Audio GRPO on AVQA#
This guide explains how to use NeMo RL to train Qwen2.5-Omni-3B with GRPO on the AVQA audio question-answering dataset, following the approach described in the R1-AQA paper, and then evaluate the trained model on the MMAU benchmark.
1. Train the Model#
Run GRPO training with the provided config:
uv run examples/run_vlm_grpo.py --config examples/configs/audio_grpo_3B_megatron.yaml
Config: examples/configs/audio_grpo_3B_megatron.yaml
Key hyperparameters:
Parameter |
Value |
|---|---|
Model |
Qwen2.5-Omni-3B |
Dataset |
AVQA (train split) |
GPUs |
8 x 1 node, Megatron backend |
Learning rate |
1e-6 |
KL penalty |
0.01 |
Generations per prompt |
8 |
Prompts per step |
8 |
Max steps |
200 |
Save period |
100 |
Reward |
format (0.2) + exact_alnum (0.8) |
2. Convert Checkpoint (Megatron to HF)#
Throughout training, checkpoints are saved to the results/audio_grpo_3B_megatron directory (specified by checkpointing.checkpoint_dir).
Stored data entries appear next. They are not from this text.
PR #80, opened 2021-03-15
MIC-2307: Add single worker log for all performance log messages

mattkappel:
This change adds a single worker log for all workers to write
the JSON-formatted performance summary log messages to, for
consumption by vipin.

Tested against a real workload (LSFF) with performance.log and
vipin output looking as expected.

### DIFF
--- a/src/vivarium_cluster_tools/psimulate/distributed_worker.py
+++ b/src/vivarium_cluster_tools/psimulate/distributed_worker.py
@@ -191,7 +191,7 @@ def worker(parameters: Mapping):
         event['end'] = time()
         end_snapshot = CounterSnapshot()
 
-        do_sim_epilogue(end_snapshot, event, exec_time, parameters, start_snapshot)
+        do_sim_epilogue(start_snapshot, end_snapshot, event, exec_time, parameters)
 
         idx = pd.MultiIndex.from_tuples([(input_draw, random_seed)], names=['input_draw_number', 'random_seed'])
         output_metrics = pd.DataFrame(metrics, index=idx)
@@ -210,7 +210,7 @@ def worker(parameters: Mapping):
         logger.info('Exiting job: {}'.format((input_draw, random_seed, model_specification_file, branch_config)))
 
 
-def do_sim_epilogue(end_snapshot, event, exec_time, parameters, start_snapshot):
+def do_sim_epilogue(start: CounterSnapshot, end: CounterSnapshot, event: dict, exec_time: dict, parameters:dict):
     exec_time['results_minutes'] = (event['end'] - event["results_start"]) / 60
     logger.info(f'Results reporting completed in {exec_time["results_minutes"]:.3f} minutes.')
     exec_time['total_minutes'] = (event['end'] - event["start"]) / 60
@@ -228,6 +228,6 @@ def do_sim_epilogue(end_snapshot, event, exec_time, parameters, start_snapshot):
         "scenario": parameters['branch_configuration'],  # assumes leaves of branch config tree are scenarios
         "event": event,
         "exec_time": exec_time,
-        "counters": (end_snapshot - start_snapshot).to_dict()
+        "counters": (end - start).to_dict()
     }))
     logger.remove(perf_log)
--- a/src/vivarium_cluster_tools/psimulate/distributed_worker.py
+++ b/src/vivarium_cluster_tools/psimulate/distributed_worker.py
@@ -191,24 +191,7 @@ def worker(parameters: Mapping):
         event['end'] = time()
         end_snapshot = CounterSnapshot()
 
-        exec_time['results_minutes'] = (event['end'] - event["results_start"]) / 60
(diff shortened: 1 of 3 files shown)


src/vivarium_cluster_tools/vipin/log_parser.py
```diff
@@ -10,82 +9,68 @@
...
-def parse_log_directory(input_directory: Union[Path, str], output_directory: Union[Path, str], output_hdf: bool,
-                        random_draw: int = 0):
+def parse_log_directory(input_directory: Union[Path, str], output_directory: Union[Path, str], output_hdf: bool):
     input_directory, output_directory = Path(input_directory), Path(output_directory)
-    worker_log_pattern = re.compile(r'^([0-9]+)\.([0-9]+)\.log$')
-    log_files = [f for f in input_directory.iterdir() if worker_log_pattern.fullmatch(f.name)]
-
-    if random_draw:
-        log_files = sample(log_files, random_draw)
+    perf_log = PerformanceLog(Path(input_directory / 'performance.log'))
```
collijk, line 34: `input_directory / 'performance.log'` is a `Path`.  No need to coerce.

src/vivarium_cluster_tools/vipin/log_parser.py
```diff
@@ -10,82 +9,68 @@
...
 
-    worker_data = []
-    for i, file in enumerate(log_files):
-        # TODO: set up tdqm progress bar
-        logger.info(f'Parsing file {i+1} of {len(log_files)}.')
-        log = WorkerLog(file)
-        for item in log.get_summaries():
-            worker_data.append(item)
-    worker_df = pd.concat(worker_data)
+    perf_data = []
```
collijk, line 36: Why not a `perf_log.to_df()` method?

src/vivarium_cluster_tools/vipin/log_parser.py
mattkappel: Oh good point.

src/vivarium_cluster_tools/vipin/log_parser.py
mattkappel: That's a good suggestion. I'll change that.

src/vivarium_cluster_tools/psimulate/distributed_worker.py
```diff
@@ -225,3 +208,26 @@ def worker(parameters: Mapping):
         raise
     finally:
         logger.info('Exiting job: {}'.format((input_draw, random_seed, model_specification_file, branch_config)))
+
+
+def do_sim_epilogue(end_snapshot, event, exec_time, parameters, start_snapshot):
```
collijk, line 213: Typing on the args here would be super helpful.

src/vivarium_cluster_tools/vipin/log_parser.py
```diff
@@ -10,82 +9,68 @@
...
-        name = file.stem.split('.')  # TODO: validate name is <sge job id>.<task id>.log
-        self.sge_job_id = int(name[0])
-        self.task_id = int(name[1])
+        self.count = 0
 
     def get_summaries(self) -> dict:
-        """Get all performance summary log messages in WorkerLog"""
-        telemetry_pattern = re.compile(r'^\{\"host\".+\"job_number\".+\}$')
+        """Get all performance summary log messages in PerformanceLog"""
+        telemetry_pattern = re.compile(r'^{\"host\".+\"job_number\".+}$')
```
collijk, line 19: You're telemetry pattern is probably better as a class constant.

src/vivarium_cluster_tools/vipin/log_parser.py
```diff
@@ -10,82 +9,68 @@
...
 
-        # Ideally we'd only need to look at the tail of the file, but because a worker can do multiple draws, we need
-        # to iterate over all the lines...
-        # TODO: either change worker to cut a new log for each draw and check tail reversed(list(log))
-        #  *OR* parallelize this
+        self.count = 0
```
collijk, line 21: Count, on the other hand, looks like it should be a local variable.

mattkappel: There isn't strong purpose for the count, it's unused. My original intent was to report the number of entries, but the count is redundant to, say, df.shape. I'll remove it.

src/vivarium_cluster_tools/vipin/log_parser.py
```diff
@@ -10,82 +9,68 @@
...
         f = self.file.open('r')
```
collijk, line 22: You always want to use a context manager pattern for file opening (and pretty much every other situation that looks like 1. acquire resource, 2. use resource, 3. free resource).  

```
with self.file.open() as f:  # Will default open for read
   ... do stuff with f ...
# Exiting the block guarantees things are cleaned up
```

collijk (approved):
Overall looks good!

PR #85, opened 2021-04-02
Feature/mic 2308 2320 automate vipin delete vparse

mattkappel:
This change adds a call in the parallel runner to
automatically run vipin after processing results. 
It also removes vparse from the codebase in
favor of replacement with vipin.

There are also a few minor aesthetic changes: 
whitespace changes for PEP-8, refactoring
of the atexit-called method to remove the results
directory on no results being produced, and
added a docstring for the same.

Tested with parallel runs of LSFF and Lung 
Cancer simulations.


KjellSwedin (approved):

mattkappel:
On testing, it's not clean in the error/no-results case. I'm going to make a new PR after testing.

PR #104, opened 2021-12-10
Change pip freeze usage to use command rather than internal method

mattkappel:
This changes the `pip freeze` usage from an internal method to the command. This allows us to use the `--format` flag that in testing removes the issue in MIC-2580, where local file paths are used instead of versions.

Tested with multiple myeloma run, killed after producing the `requirements.txt`. Tested also with a restart, killed after passing the environment validation step.


mattkappel:
There are some ancillary commits from `main` because I originally based off of `main` instead of `develop`... The changes at hand (non-release related) are limited to `src/vivarium_cluster_tools/psimulate/utilities.py`

hussain-jafari (approved):

rmudambi (approved):

collijk (approved):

To evaluate a checkpoint, first convert it from Megatron format to Hugging Face format:
uv run --extra mcore python examples/converters/convert_megatron_to_hf.py \
--config results/audio_grpo_3B_megatron/step_200/config.yaml \
--megatron-ckpt-path results/audio_grpo_3B_megatron/step_200/policy/weights/iter_0000000 \
--hf-ckpt-path results/audio_grpo_3B_megatron/step_200/hf --no-strict
Replace the step number with the checkpoint you want to evaluate. Note the --extra mcore flag is required for the Megatron converter.
3. Evaluate on MMAU#
Evaluate the converted checkpoint on the MMAU benchmark:
uv run examples/run_eval.py \
--config=examples/configs/evals/mmau.yaml \
generation.model_name=results/audio_grpo_3B_megatron/step_200/hf \
data.dataset_name=TwinkStart/MMAU
Config: examples/configs/evals/mmau.yaml
Use generation.model_name to specify the path to the converted Hugging Face checkpoint.
4. Results#
Evaluating the step-200 checkpoint on MMAU, we get the following result:
============================================================
model_name='hf_iter_0000000' dataset_name='MMAU'
max_new_tokens=8000 temperature=0.0 top_p=1.0 top_k=-1 seed=42
metric=pass@1 num_tests_per_prompt=1
score=0.7210 (721.0/1000)
============================================================
As a reference, here are results comparing the baseline, the R1-AQA HuggingFace vanilla implementation, and NeMo-RL:
Model |
MMAU Score |
|---|---|
Qwen2.5-Omni-3B (baseline) |
69.8 |
Qwen2.5-Omni-3B + GRPO (HF vanilla) |
71.6 |
Qwen2.5-Omni-3B + GRPO (NeMo-RL) |
72.1 |
The NeMo-RL result (72.1) is comparable to and slightly higher than the Huggingface Transformers reference implementation (71.6), confirming that the training pipeline reproduces expected improvements over the baseline.